The traditional data warehouse is a type of data repository that is mostly used for business intelligence (BI) especially data analytics and serve as a central depository for mostly structured data. They have a formal way of how the data is organized (also known as schema), making it less flexible and more costly to store the data. Furthermore, they are not suited for unstructured data. Well known examples for this are of course the traditional on premise warehouses.
However, in more recent years new terms have risen and one of them is data lakes, introduced in early 2011. These work very similar as data warehouses but are more focused on unstructured data and store the data on a flat architecture (without schema) and allows easier integration of the different data sources as well as storing raw data. Data lakes are often used for machine learning and data science purposes. Disadvantages are, among others; they do not support data quality and transactions. Good examples of companies offering this are Snowflake, AWS and Databricks.
Then there is the other topic of data lakehouses, which is the newest term on the block.

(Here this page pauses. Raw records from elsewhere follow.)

PR #343, opened 2023-11-13
Moved configure_vivado_synth_tools to flow_utils.py

### LINKED ISSUE #314: Move `configure_vivado_tool` out of `Flow` class

yonnorc42:
Fixes #314


bfasst/ninja_flows/flow_utils.py
```diff
@@ -30,3 +32,9 @@ def create_build_file():
     """Overwrite the build.ninja file when running generation and build steps separately"""
     with open(NINJA_BUILD_PATH, "w") as f:
         f.write("# This file is autogenerated by bfasst\n\n")
+
+
+def configure_vivado_synth_tool(design, flow_args, ooc=False):
+    if isinstance(flow_args, dict) and "synth" in flow_args:
+        return VivadoSynth(design, flow_args["synth"], ooc)
+    return VivadoSynth(design, ooc=ooc)
```
jgoeders, line 40: It seems this function is just checking if `"synth"` is in `flow_args`?

We could entirely bypass the need for this function by making sure `flow_args` was a [defaultdict](https://docs.python.org/3/library/collections.html#collections.defaultdict)

Then, anywhere we are calling this function, we could simply call 

```python
VivadoSynth(design, flow_args["synth"], ooc)
```

And it would work regardless of whether "synth" was a key in the dict or not.  

I think this would be more readable than calling into a separate function to create the object.

jgoeders (changes requested):

bfasst/ninja_flows/flow_utils.py
yonnorc42: To do this, would I go to the place where flow_args is initialized and make it a defaultdict instead of a dict? And then from there I could replace everywhere configure_vivado_synth_tool(design, flow_args, ooc) is called with VivadoSynth(design, flow_args["synth"], ooc)?

jgoeders: @yonnorc42 

Yes, exactly.

reillymck: Also, you could use flow_args.get("synth"). According to the [docs](https://docs.python.org/3.10/library/stdtypes.html?highlight=dict#mapping-types-dict): the `dict.get(key)` will return None if the key does not exist, which is the default value for the flow_args parameter in the VivadoSynth constructor. I think this may be better instead of a default dict? Also @KeenanRileyFaulkner, I see there is an `isinstance()` check on flow args - is there ever a case where it is not a dict? 
I think we could just replace every call to `configure_vivado_synth_tool` with `VivadoSynth(design, flow_args.get("synth"), ooc=ooc)`

reillymck: My understanding is the defaultdict woult prevent a KeyError from ever being thrown on a bad access. I'm not sure if we want to totally remove that functionality, in my opinion the use of dict.get() ensures that in this one place we are okay with it returning None instead of throwing a KeyError on a missing key.

jgoeders: I agree.

reillymck:
This is looking pretty good! If you would just delete the `configure_vivado_tool` function from flow_utils then it should be good to go. (pending the unit tests passing).

KeenanRileyFaulkner:
I think any issues with the dictionary instance, if they exist, will come up because of how our configure rule works. It has to blow away the ninja build file and remake it. Potential issues would be if we change a script file and run ninja again, and the issue would have to do with how the flow args are re-read into the build file as seen at the bottom of the ninja_flow_manager.py file

yonnorc42:
It looks like one of the unit tests (so far) failed because of the .get("synth")

jgoeders:
@yonnorc42 OK, looks like we will need a few more fixes to resolve this.  In places like [this](https://github.com/byuccl/bfasst/blob/d6a76954d2f9b9eddf2197ec4ce87b547ebf9b54/bfasst/ninja_flows/vivado_yosys_impl.py#L11), you will need to do something like:

```python
if flow_args is None:
  flow_args = []
```

You may be tempted to change the default `flow_args` argument value to `[]`, but [this is a bad idea](https://nikos7am.com/posts/mutable-default-arguments/).

yonnorc42:
> @yonnorc42 OK, looks like we will need a few more fixes to resolve this. In places like [this](https://github.com/byuccl/bfasst/blob/d6a76954d2f9b9eddf2197ec4ce87b547ebf9b54/bfasst/ninja_flows/vivado_yosys_impl.py#L11), you will need to do something like:
> 
> ```python
> if flow_args is None:
>   flow_args = []
> ```
> 
> You may be tempted to change the default `flow_args` argument value to `[]`, but [this is a bad idea](https://nikos7am.com/posts/mutable-default-arguments/).

In this case, wouldn't I make it an empty dictionary instead of an empty list?

jgoeders:
@yonnorc42 

> In this case, wouldn't I make it an empty dictionary instead of an empty list?

Yes, you're correct.

yonnorc42:
> @yonnorc42 OK, looks like we will need a few more fixes to resolve this. In places like [this](https://github.com/byuccl/bfasst/blob/d6a76954d2f9b9eddf2197ec4ce87b547ebf9b54/bfasst/ninja_flows/vivado_yosys_impl.py#L11), you will need to do something like:
> 
> ```python
> if flow_args is None:
>   flow_args = []
> ```
> 
> You may be tempted to change the default `flow_args` argument value to `[]`, but [this is a bad idea](https://nikos7am.com/posts/mutable-default-arguments/).

When I implement that if statement into the required files, it passes the unittests now, but it fails the pylint tests, and I think it's saying I failed because I have duplicate lines of code in all those places. This makes me think it wants me to use a function instead of a duplicate if statement in all those files, but I feel like that's essentially what we had originally with configure_vivado_synth_tool

yonnorc42:
I think this is ready to merge, unless you want me to change it

jgoeders (approved):

PR #368, opened 2023-11-28
Make sure structural compare fails on error and fix current comparison bug

### LINKED ISSUE #367: Structural Comparison Failing
Structural Comparisons in the `vivado_phys_netlist_cmp` flow are failing with the following error: `FAIL: Unhandled properties for type GND`.

Note, due to the way structural comparisons are used in the `vivado_structural_error_injection` flow, the compare tool will not report failures to ninja. So running a command line like `python scripts/run.py vivado_phys_netlist_cmp byu/alu` will appear to succeed, but checking the associated `struct_cmp.log` file will show the above error.

### LINKED ISSUE #370: Logs not cleared on subsequent runs of vivado_phys_netlist_cmp, structural comparison

### LINKED ISSUE #371: Netlist cleanup does not remove unused IBUFs

jgoeders:
Fixes #367 
Fixes #370 
Fixes #371


bfasst/ninja_utils/structural.py
```diff
@@ -771,5 +775,4 @@ def get_netlist(self, library):
         logging.info("SUCCESS")
     except StructuralCompareError as e:
         logging.error("FAIL: %s", e)
-
-    # pylint: enable=duplicate-code
+        sys.exit(1)
```
KeenanRileyFaulkner, line 778: One issue with this is that it will probably cause the error injection flow to fail, since the corrupt netlists won't match the original one and will now trigger ninja to raise an exception and stop running. There were some issues with simply catching those exceptions in the error injector flow and inverting them (raising if nothing was raised) that caused us to abandon that approach, but I can't remember what those issues were right now. @dallinjdahl might have more insight...?

jgoeders: OK, thanks.  I'll take a look at this.

dallinjdahl: The problem with this was that we wanted to be able to use the structural comparison tool as a generic comparator.  The fact that the comparison yields that they are not identical is not an error, nor is the fact that they were identical.  It's up to a later stage of the process to decide what the results should be, and error out if necessary.

We settled on having nonzero exit status indicate that something went wrong while running the script.  That way, we can run ninja with full parallelism, and it will stop on the first error, as it's something that needs to be debugged.  Otherwise we had issues stopping ninja after a certain number of failures, and having to kill several batches of queued jobs.

jgoeders: @KeenanRileyFaulkner The fix I've pushed updates the structural Tool to accept an argument specifying whether the comparison is expected to match or not.  This allows the flow to control the failure behavior.

jgoeders:
@KeenanRileyFaulkner Would you be able to look at these error injection failures? https://github.com/byuccl/bfasst/actions/runs/7021895761/job/19106142210?pr=368

PR #372, opened 2023-11-28
Removing flow_args

jgoeders:


KeenanRileyFaulkner (commented):
Currently, the phys_netlist tool can't correctly run without synthesis being done with `-flatten_hierarchy full -max_dsp 0` set. Those options look like they are no longer being passed to the synth tool in the appropriate flows, which could cause this PR to continue to fail CI even after the current "unexpected kwarg 'synth' passed to phys_netlist tool" problem is resolved. Everything else looks good to me.

PR #386, opened 2023-12-02
combine utils

yonnorc42:
- Moved ninja_utils into utils
- Combined bfasst/ninja_utils and bfasst/utils


yonnorc42:
This was failing the unittests locally so I'm surprised it passed

PR #401, opened 2023-12-07
create legacy tools

### LINKED ISSUE #315: Rename `ninja_tools` and `ninja_flows` to just `tools` and `flows`.  Create `_legacy` for older tools/flows

### LINKED ISSUE #402: Update make pylint target
Currently, the `make pylint` target checks all `.py` files in HEAD that differ from the common ancestor of HEAD and origin/main. This seems to be a relic of ensuring that the codebase need not be refactored all at once when pylint was first added to it.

These can best be seen as a combination of both data warehouses and data lakes. They allow easy storage of both unstructured and structured data. Thus they are well suited for BI, machine learning and data science. They thus are more flexible and can reduce cost as there is no need anymore to both have a data warehouse and a data lake. It all sounds very promising. However, this technology is still a bit unproven as it was introduced not until around 2021, and so far there is only one well known provider which is Databricks.